Spectral data for product 2b: Solid, mp146-147 °C; ¹H NMR (CDCl₃): δ 1.27 (s, 3 H), 1.50 (s, 3 H), 1.98 (dt, 1 H, J = 10.8, 3.5 Hz), 3.90 (brs, NH), 3.95 (t, 1 H, J = 10.8 Hz), 4.27 (dd, 1 H, J = 10.8, 3.5 Hz), 4.60 (d, 1 H, J = 3.5 Hz), 6.38 (d, 1 H, J = 8.0 Hz), 6.85-7.0 (m, 3 H), 7.05 (d, 1 H, J = 2.1 Hz), 7.10 (d, 2 H, J = 8.0 Hz); ¹³C NMR (CDCl₃, proton decoupled): δ 25.4, 33.5, 40.1, 45.9, 63.3, 114.4, 116.8, 117.7, 120.4, 121.4, 122.5, 123.4, 124.5, 125.5, 127.1, 127.7, 128.2, 129.3, 129.4, 129.6, 138.9, 153.7; IR (KBr): 3381, 3087, 3030, 2960, 2933, 2891, 1697, 1574, 1499, 1478, 1329, 1245, 1059, 1030, 972 cm^-1; EIMS : m/z 299 M⁺, 284, 254, 178, 168, 131, 117, 77. 3b: Oil, ¹H NMR (CDCl₃): δ 1.20 (s, 3 H), 1.45 (s, 3 H), 2.05 (dt, 1 H, J = 11.2, 3.3 Hz), 3.95 (t, 1 H, J = 11.2 Hz), 4.05 (brs, NH), 4.43 (d, 1 H, J = 11.2 Hz), 4.60 (dd, 1 H, J = 11.2, 3.3 Hz), 6.40 (d, 1 H, J = 8.0 Hz), 6.95-7.05 (m, 3 H), 7.10-7.25 (m, 3 H).

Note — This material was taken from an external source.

PR #718, opened 2022-03-08
Make the loginfo command a bit more future/backwards proof.

dlorenc:
The logid field comes back as nil (which is expected), but we break trying
to dereference that for formatting.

2e: Solid, mp130-131 °C; ¹H NMR (CDCl₃): δ 1.38 (s, 3 H), 1.45 (s, 3 H), 1.95 (dt, 1 H, J = 10.8, 3.5 Hz), 2.15 (s, 3 H), 3.60 (brs, NH), 3.80 (d, 1 H, J = 10.8 Hz), 4.20 (dd, 1 H, J = 10.8, 3.5 Hz), 4.60 (d, 1 H, J = 3.5 Hz), 6.55 (t, 1 H, J = 7.8 Hz), 6.80-6.98 (m, 3 H), 7.05 (d, 1 H, J = 8.0 Hz), 7.20 (m, 2 H); EIMS: m/z 281 M⁺, 265, 235, 149, 132, 116, 78; IR (KBr): 3392, 3225, 3028, 2988, 2831, 1651, 1568, 1488, 1274, 1181, 1048, 917 cm^-1.
3e: Solid, mp122-123 °C; ¹H NMR (CDCl₃): δ 1.20 (s, 3 H), 1.40 (s, 3 H), 2.05 (dt, 1 H, J = 11.0, 3.0 Hz), 2.20 (s, 3 H), 3.95 (d, 1 H, J = 11.0 Hz), 4.05 (brs, NH), 4.40 (d, 1 H, J = 11.0 Hz), 4.50 (dd, 1 H, J = 11.0, 3.0 Hz), 6.70 (t, 1 H, J = 7.8 Hz), 6.85-7.05 (m, 3 H), 7.20 (m, 2 H), 7.40 (d, 1 H, J = 8.0 Hz).
2g: Solid, mp122-124 °C; ¹H NMR (CDCl₃): δ 1.30 (s, 3 H), 1.42 (s, 3 H), 1.90 (dt, 1 H, J = 11.0 and 3.3 Hz), 2.10 (s, 3 H), 3.60 (brs, NH), 3.70 (d, 1 H, J = 11.0 Hz), 4.18 (dd, 1 H, J = 11.0, 3.3 Hz), 4.50 (d, 1 H, J = 3.3 Hz), 5.0 (s, 2 H), 6.38 (d, 1 H, J = 8.0 Hz), 6.70-6.90 (m, 5 H), 7.25-7.35 (m, 5 H); ¹³C NMR (CDCl₃): δ 20.6, 25.6, 33.2, 33.9, 40.9, 46.3, 63.6, 70.9, 113.5, 115.2, 116.5, 117.3, 124.4, 126.0, 126.8, 127.4, 127.8, 128.5, 137.2, 138.0, 148.0, 152.6; IR (KBr): 3395, 3168, 2855, 1655, 1598, 1460, 1275, 1182, 1048, 920 cm^-1.